PR #255, opened 2026-08-16
Add Funnel and Pyramid charts

IPWright83:
## Summary

- Adds `<Funnel>`: stacks one trapezoid segment per row of data (`category`/`value`), each segment's width proportional to its value, narrowing from the widest at the top down to the narrowest at the bottom - a classic sales/conversion funnel.
- Adds `<Pyramid>`: a `<Funnel>` turned upside down (`inverted`), so the widest segment forms the flat base at the bottom instead - mirrors the `<Pie>`/`<Donut>` relationship (a thin wrapper around the shared base with one prop fixed).
- Both are self-contained charts, matching the `<Treemap>`/`<CirclePacking>`/`<Dendrogram>` pattern: they accept chart-level props (`data`, `width`, `height`, `plotMargin`, etc.) directly and internally wrap `<Chart>` + a `FunnelPlot` (SVG/Canvas split via `withSVG`/`withCanvas`) + `<TooltipOverlay>`/`<LegendOverlay>`, so no external wrapper chart is needed.
- `FunnelBase` follows the same D3 data-join/render pattern as `DonutBase`/`TreemapBase`: `category`/`value`/`sort`/`colors`/`interactive`/`showInLegend` props, `ensureValuesAreUnique`, tooltip/focus/legend hooks, and `renderCanvas` for the Canvas path. Segments animate in/out via a `points` attribute tween (new segments collapse to a zero-width line and grow into place).
- Promoted Radar's `interpolatePoints` helper (linear interpolation between two SVG `points` strings) from `Plots/Radar/` up to the shared `Plots/` level, alongside the existing `renderCanvas`/`useFocused`/`useTooltip` helpers, since `Funnel` needed the exact same generic logic for its polygon segments.
- Adds Storybook stories/docs (`Funnel.stories.tsx`/`Funnel.mdx`) covering both components, Canvas rendering, sorting, and data-order preservation, plus unit tests (including image snapshots for the Canvas path) and a changeset.

## Test plan

- [x] `pnpm exec jest` - full `@chart-io/react` suite passes (80 suites / 364 tests, including new Funnel/Pyramid/FunnelPlot specs and image snapshots)
- [x] `pnpm exec tsc --noEmit` - clean
- [x] `pnpm exec eslint` on changed files - clean
- [x] `pnpm exec vite build` - package builds cleanly
- [x] `storybook build` - new `Funnel`/`Pyramid` stories build without error

---
_Generated by [Claude Code](https://claude.ai/code/session_01Dr86sXYEo1Na8jf5oPBqJB)_


packages/react/src/lib/components/Plots/Funnel.mdx
```diff
@@ -0,0 +1,71 @@
...
+<Meta title="Charts/Funnel/Funnel" />
+
+# Funnel Plots
+
+There are two closely related components for stacked, tapering plots, these include:
+
+-   `<Funnel>` - one trapezoid segment per row of data, narrowing from the widest at the top down to the narrowest at the bottom
+-   `<Pyramid>` - a `<Funnel>` turned upside down, so the widest segment forms the flat base at the bottom and the narrowest sits at the top
+
+Both are self-contained charts - unlike `<Bar>`/`<Line>` (which need an `<XYChart>` wrapper) or
```
IPWright83: We don't need this comment

packages/react/src/lib/components/Plots/Funnel.mdx
```diff
@@ -0,0 +1,71 @@
...
+| `padding`       | `number`   | `2`                  | The gap, in pixels, to leave between each segment.                                                             |
+| `sort`          | `boolean`  | `false`               | Should the segments be sorted by value (descending), rather than using the order of the data?                 |
+| `inverted`      | `boolean`  | `false`               | Flips the funnel upside down, so the widest segment forms the flat base instead - use `<Pyramid>` for this.   |
+| `colors`        | `string[]` | Derived from Theme   | Override the colours used for each category.                                                                  |
+| `interactive`   | `boolean`  | `true`                | Whether the plot should be interactive. Setting this to false will disable tooltips from this plot            |
+| `showInLegend`  | `boolean`  | `true`                | Whether the plot should feature in the legend or not.                                                         |
+
+`<Funnel>` also accepts the usual chart-level props - `data`, `width`, `height`, `plotMargin`,
```
IPWright83, line 35: Remove mentions of a self contained chart

packages/react/src/lib/components/Plots/Funnel.mdx
```diff
@@ -0,0 +1,71 @@
...
+
+By default segments keep the order that they appear in the data - useful when your data already
+represents the stages of a process in the right order. Set `sort` to order them by value (descending)
+instead.
+
+<Canvas of={FunnelStories.CustomOrder} />
+
+### Negative values
+
+A segment's width can't represent a negative value. If the dataset contains negative values in the
```
IPWright83, line 54: Do we use the no negative warning check that already exists?

packages/react/src/lib/components/Plots/Funnel/FunnelPlot.unit.tsx
```diff
@@ -0,0 +1,186 @@
...
+            await wait();
+
+            expect(console.warn).toHaveBeenCalled();
+
+            (console.warn as jest.Mock).mockRestore();
+        });
+    });
+
+    describe("using Canvas", () => {
+        it("should render correctly", async () => {
```
IPWright83, line 175: Could we add interaction tests?

packages/react/src/lib/components/Plots/Funnel/Funnel.unit.tsx
```diff
@@ -0,0 +1,44 @@
...
+import { Funnel } from "./Funnel";
+
+describe("Funnel", () => {
+    const data = [
+        { stage: "Visitors", count: 1000 },
+        { stage: "Leads", count: 500 },
+        { stage: "Customers", count: 100 },
+    ];
+
+    it("should render without needing an external chart wrapper", async () => {
```
IPWright83: Remove comments about an external chart wrapper

packages/react/src/lib/components/Plots/Funnel/Funnel.unit.tsx
```diff
@@ -0,0 +1,44 @@
+import React from "react";
+import { render } from "@testing-library/react";
+
+import { wait } from "../../../testUtils";
+import { Funnel } from "./Funnel";
+
+describe("Funnel", () => {
```
IPWright83, line 7: There are no tests for events or canvas here...

packages/core/src/utils/checks/checks.unit.ts
```diff
@@ -69,4 +70,22 @@ describe("/utils/checks", () => {
...
+        });
+
+        it("should return false and warn if any values are negative", () => {
+            const spy = jest.spyOn(console, "warn").mockImplementation(jest.fn());
+
+            const data = [{ x: 1 }, { x: -5 }, { x: 5 }];
+
+            expect(ensureNoNegativeValues(data, "x", "unit_test")).toBe(false);
+
+            expect(spy.mock.calls[0][0]).toMatchSnapshot();
```
IPWright83: Don't use a snapshot for a simple string, put the string inline

packages/core/src/utils/checks/ensureNoNegativeValues.ts
```diff
@@ -0,0 +1,24 @@
+import type { IData } from "../../types";
```
IPWright83, line 1: I thought we already had this helper function?

IPWright83: Checked - it didn't already exist as a standalone helper. The `W009` negative-value check was previously inline inside `buildHierarchy()` only (used by `Treemap`/`StackedDonut`/`CirclePacking`), not exported on its own. Your earlier comment on the mdx ("Do we use the no negative warning check that already exists?") is exactly why this got extracted here - `buildHierarchy` now delegates to this same function instead of duplicating the check inline. Happy to rename/move it if you had a different existing utility in mind.

---

PR #4350, opened 2022-12-02
CGroupsV2 Toggle Optionality for Mariner 2.0 Images

aditjha-msft:
Draft PR for introducing config flag that would allow turning on cgroupv2 by default on boot for Mariner 2.0 images.

###### Merge Checklist  

- [x] Ready to merge

---

###### Summary 

This PR introduces the ability for Mariner 2.0 images to be built with cgroupv2 enabled. This is necessary because right now Mariner does not allow customers the option to use cgroupv2, but this has been enabled in Ubuntu for a while now. There is customer request and demand to start using cgroupv2 with Mariner. It allows for unified controller structure and important performance improvements with Kubernetes and in general usage.

###### Change Log  

The approach for having the ability for turning "on" cgroupv2 is through config flag changes. Just like there is a flag options for SELinux that goes under the _KernelCommandLine_ block in image configs, there will be a CGroup flag with options for cgroupv1 (default) or cgroupv2. The necessary code and workflow is part of this PR, and at the very end the flag option set in the image config gets placed in the grub.cfg file that is used to boot Mariner.

YES

###### Test Methodology

- Pipeline build id: xxxx
- This PR was tested with the ` "CGroup": "version_two"` injected in the image configs for mariner gen2 and full iso images, and was ran successfully in a pipeline build. The generated artifacts were tested and the images booted up with the correct cgroup version that was requested. Local builds were also completed initially to make sure the CGroup config flag is functional throughout the system workflow.


Camelron (approved):

toolkit/tools/imagegen/installutils/installutils.go
```diff
@@ -2073,6 +2079,32 @@ func setGrubCfgSELinux(grubPath string, kernelCommandline configuration.KernelCo
...
+		cgroup = fmt.Sprintf("%s", cgroupv2FlagValue)
+	case configuration.CGroupV1:
+		cgroup = fmt.Sprintf("%s", cgroupv1FlagValue)
+	case configuration.CGroupDefault:
+		cgroup = ""
+	}
+
+	logger.Log.Debugf("Adding CGroupConfiguration('%s') to '%s'", cgroup, grubPath)
+	err = sed(cgroupPattern, cgroup, kernelCommandline.GetSedDelimeter(), grubPath)
+	if err != nil {
```
SeanDougherty, line 2101: Great work! This is a good opportunity to include some test coverage for this new installutils.go function

Once we get some tests written, coverage can be tracked by running `sudo make go-test-coverage` from your toolkit and downloading the Coverage report html to get confirmation that the new tests cover this new function

Some test recommendations I have are: "TestShouldReturnErrorWhenCGroupPatternIsMissingFromGrubCfg" and "TestShouldSetCorrectCgroupFlagValueForConfiguration"

SeanDougherty (changes requested):

toolkit/tools/imagegen/installutils/installutils.go
```diff
@@ -2073,6 +2079,32 @@ func setGrubCfgSELinux(grubPath string, kernelCommandline configuration.KernelCo
 	return
 }
 
+func setGrubCfgCGroup(grubPath string, kernelCommandline configuration.KernelCommandLine) (err error) {
+	const (
+		cgroupPattern     = "{{.CGroup}}"
+		cgroupv1FlagValue = "systemd.unified_cgroup_hierarchy=0"
+		cgroupv2FlagValue = "systemd.unified_cgroup_hierarchy=1"
+	)
+	var cgroup string
```
neha170, line 2088: Where do we check if kernelCommandline.CGroup is valid or not? What's the value of the string cgroup when there is no match in the switch cases? Do we want to add a 'default' to the switch, and call sed only for the correct cgroup values? Thanks

neha170 (commented):
Could we also test for cgroup="version_one" and cgroup="", thanks

toolkit/tools/imagegen/installutils/installutils.go
aditjha-msft: @neha170 the validity of CGroup entry is checked in the kernelcommandline.go file. The function is called isValid() and it gets utilized in the UnmarshalJSON function. If I'm understanding your second question correctly, I did add a default to the switch it is the last case, and it sets the value of string cgroup to "" as an empty string, so the sed call happening after the switch case is determined handles that as well. let me know if I'm misunderstanding something. Thanks!

toolkit/tools/imagegen/installutils/installutils.go
SeanDougherty: Based on our discussion, marking this resolved until we get feedback from team members

SeanDougherty (approved):

dmcilvaney (approved):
========
■ **EXERCISE**:
Go through the records and gather the lines that hold "external".

■ **TASK ANSWER**:
- Both are self-contained charts, matching the `<Treemap>`/`<CirclePacking>`/`<Dendrogram>` pattern: they accept chart-level props (`data`, `width`, `height`, `plotMargin`, etc.) directly and internally wrap `<Chart>` + a `FunnelPlot` (SVG/Canvas split via `withSVG`/`withCanvas`) + `<TooltipOverlay>`/`<LegendOverlay>`, so no external wrapper chart is needed.
+    it("should render without needing an external chart wrapper", async () => {
IPWright83: Remove comments about an external chart wrapper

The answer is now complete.